Repeat the data below with no changes.

Stored items:
►

PR #3604, opened 2021-10-01
Move up most important language resources

mit-mit:
The tour and type system docs are critical resources for any new Dart developer. This moves them to top of the left-nav to signal that.


parlough (approved):
This makes sense to me, particular moving the Language Tour to the top.

parlough (approved):

kwalrath (approved):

◄

### Task output
PR #3604, opened 2021-10-01
Move up most important language resources

mit-mit:
The tour and type system docs are critical resources for any new Dart developer. This moves them to top of the left-nav to signal that.


parlough (approved):
This makes sense to me, particular moving the Language Tour to the top.

parlough (approved):

kwalrath (approved):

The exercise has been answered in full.